Which brings us back to our clichés. When we say without thinking: "It's all good" we are surrendering to the acceptance of mediocrity. To defeat the depressing resolve that comes from pointlessness we will superficially accept surface level indications of hope. By saying that it is all good we hope what is proposed may help - but importantly we know it won't hurt. A good outcome for an organization with learned helplessness is one that makes no real difference at all. The cliché becomes our explanation for acceptance. We should be consciously wary of its use!

Oscar Wilde observed that "life imitates art far more than art imitates life"(4.). While our world may have avoided Rand's fictional world in decline, we seem to have found a new cliché. Within our own modern cliché is the same resonance of fate, a resolve to accept helplessness, and a loss of the ability to question. Perhaps a different cliché for a different problem for a different time.

However, the real difference between our world and Ayn Rand's fictional world of John Galt is that there is, within the present malaise, widespread hope. We see, daily, leaders in organizations who are working towards something important and making a significant difference. In their organizations the future is optimistic. Helplessness has been unlearned and replaced with hope. Empowering their organization to feel it can succeed, the barrier has been overcome.
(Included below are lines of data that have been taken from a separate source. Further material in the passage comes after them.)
PR #11182, opened 2025-01-23
Optimization of PushRowPage for high number of cpu cores

razdoburdin:
This PR adds optimal row-wise parallelization for `PushRowPage`.
The current realization is ineffective for multithread CPUs in case of a dataset has large number of rows and small number of columns. Current PR fixes this bottleneck. I observed up to 15% perf improvements for large datasets like airline on system with 2x56 cores CPU.

**upg:**
Some illustrations of changes in parallel processing:

We have a sparse input matrix. Each cell corresponds to a feature, and we process each cell individually, placing the results into the output array.
image

The original implementation processes data column by column. This approach is suboptimal when there are many CPU cores but only a few columns.
image

In the initial optimization, each thread processed a subset of rows but included all columns. This approach required significant memory overhead because buffers for intermediate results had to be used.
image

In the current version, I have reorganized the logic. Now, the input matrix is analyzed by the `LoadBalance` function. If a column is too large, it is split across multiple threads. This reduces buffer sizes since each thread now processes only a single feature.
image


trivialfis (commented):
Thank you for the optimization! Does the existing test cover both cases? If not could you please consider extracting the code for small unit tests? Also, would you like to share your benchmark results?

razdoburdin:
> Thank you for the optimization! Does the existing test cover both cases? If not could you please consider extracting the code for small unit tests? Also, would you like to share your benchmark results?

Here is the speed-up in comparison with the current master branch.
image

As for unit-tests, it is not easy to cover such a case. I will try to figure it out.

trivialfis:
One particular caution about similar optimizations, thread local buffers can cost significant amount of memory usage when the core count is high. For large server CPUs with hundreds of CPUs this can be server. We partially reverted a similar optimization in the CPU predictor which uses thread local blocks due to this reason.

trivialfis:
Ref https://github.com/dmlc/xgboost/issues/6659

razdoburdin:
Sorry for a long delay. I have reorganized the optimization to reduce memory overhead. I also added some tests to verify the changes.

razdoburdin:
> Thank you for continuing the optimization work. Could you please share the latest profiling result including performance and memory usage on the datasets that you are targeting?

Here is the benchmarking for the last version of the PR. The numbers in the table >1 mean that this PR is faster than master branch, and consuming more memory.
image

src/common/quantile.h
```diff
@@ -748,37 +748,79 @@ std::vector<bst_idx_t> CalcColumnSize(Batch const &batch, bst_feature_t const n_
...
 template <typename Batch, typename IsValid>
-std::vector<bst_feature_t> LoadBalance(Batch const &batch, size_t nnz, bst_feature_t n_columns,
-                                       size_t const nthreads, IsValid&& is_valid) {
-  /* Some sparse datasets have their mass concentrating on small number of features.  To
-   * avoid waiting for a few threads running forever, we here distribute different number
-   * of columns to different threads according to number of entries.
+WLBalance LoadBalance(Batch const &batch, size_t nnz, bst_feature_t n_columns,
+                      size_t const nthreads, IsValid&& is_valid) {
+  /* Some datasets have long columns. It is beneficial to split such columns between threads and 
+   * than collect the result if number of threads is high enourth. In this case, each thread being
```
trivialfis, line 772:
```suggestion
   * than collect the result if the number of threads is high enough. In this case, each thread being
```

src/common/quantile.h
```diff
@@ -748,37 +748,79 @@ std::vector<bst_idx_t> CalcColumnSize(Batch const &batch, bst_feature_t const n_
...
-    if (count > entries_per_thread) {
-      current_thread++;
-      count = 0;
-      cols_ptr.at(current_thread) = cols_ptr[current_thread - 1];
+  size_t count = 0;
+  for (size_t column_idx  = 0; column_idx < n_columns; ++column_idx) {
+    size_t n_entries = entries_per_columns[column_idx];
+
+    if (n_entries > 0) {
+      size_t n_splits =  std::min(nthreads * n_entries / total_entries, n_entries);
```
trivialfis, line 794: Why is `n_splits` calculated in this way?

src/common/quantile.h
```diff
@@ -748,37 +748,79 @@ std::vector<bst_idx_t> CalcColumnSize(Batch const &batch, bst_feature_t const n_
...
+    std::vector<size_t> columns;
+    size_t split_idx = 0;
+    size_t n_splits = 1;
+
+    ThreadWorkLoad() : columns() {}
+  };
+
+  std::vector<ThreadWorkLoad> baskets;
+  std::vector<bool> is_column_splited;
+  bool has_splitted = false;
```
trivialfis, line 764: `is_spitted`/`has_been_xxx`?

src/common/quantile.h
```diff
@@ -840,46 +882,126 @@ class SketchContainerImpl {
...
+           *  collect info from the other ones.
+           */
+          size_t column_idx = wl.columns.front();
+
+          typename WQSketch::SummaryContainer main_summary;
+          main_summary.Reserve(sketches_[column_idx].limit_size);
+          typename WQSketch::SummaryContainer split_summary;
+          split_summary.Reserve(2 * sketches_[column_idx].limit_size);
+          typename WQSketch::SummaryContainer comb_summary;
+          comb_summary.Reserve(3 * sketches_[column_idx].limit_size);
```
trivialfis, line 987: How are these `2 *` and `3 *` sizes calculated?

trivialfis (commented):
Hmm, I don't quite understand the code. Do you think it's necessary to create this level of complexity for the gain?

src/common/quantile.h
razdoburdin: The goal is to assign for processing of the columns amount of threads being proportional to number of entries in the column.

src/common/quantile.h
razdoburdin: The size of split_summary size guaranties absence of intermediate pruning while calculating summary. While the size of comb_summary is the sum of sizes of main_summary and split_summary

razdoburdin:
> Hmm, I don't quite understand the code. Do you think it's necessary to create this level of complexity for the gain?
The level of complexity required for this optimization has increased since I started working on it. 😞
Overall, I'm trying to improve scalability for modern high-end CPUs, but it's still not good enough.

image

I suggest we postpone this PR and revisit it once other hotspots are resolved—at that point, the importance of this fix will become more significant.

trivialfis:
Thank you for sharing. Yes, please take your time and feel free to open refactoring PRs before optimization PRs. This way we can (hopefully) build some abstractions and utilities before optimization.

PR #11184, opened 2025-01-26
[JVM-Packages] Allow XGBoost jvm package run on GPU without spark-rapids

wbo4958:
When I tried to run a simple xgboost4j spark  gpu example with GPU, xgboost throws exception indicating "Couldn't find ai/rapids/Table" which is in spark-rapids. Which is not correct, since xgboost4j-spark-gpu shouldn't be coupled with spark-rapids.

This PR fixes this issue.


wbo4958:
Hi @trivialfis, Please help review it. Thx.

trivialfis (approved):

By doing this they have consciously moved away from the potential malaise of helplessness.

The key question then becomes the one which we previously actively avoided: "What do we need to do to make this particular thing great?" But do we want to pose a question that we may not know the answer to? When the outcome is sufficiently important, the response is always "Yes, with trusted support, we want to ask the question, and to find out the answer". By discovering new ways to ask bigger questions we build on our optimism with realism, and respond to our hope (instead of just doing more good stuff).

There are clear-sighted leaders asking this key question. Sometimes they are the lone voice of inspiration. They may also be organizational subversives and the new leaders; those willing to identify that there is a question that deserves an answer - an answer they are willing to wait for and discover. They are the people who have the courage to find the answers that make a difference. They do not want just another cliché. Theirs are the voices that deserve being listened to. We know this, because in the end, we don't want it all to be good - we actually want it to be great.

by William Varey

1. Rand, Ayn (1957) Atlas Shrugged, Penguin Putnam Inc., N.Y.

2. Maier, S.F. and Seligman, M. 'Learned Helplessness: Theory and Evidence', Journal of Experimental Psychology (1976) pp 3-46

3. Seligman, M. (1990) Learned Optimism, Random House, Sydney

4. Wilde, Oscar (1891) The Decay of Lying: A Dialogue, in Intentions, Methuen & Co., London.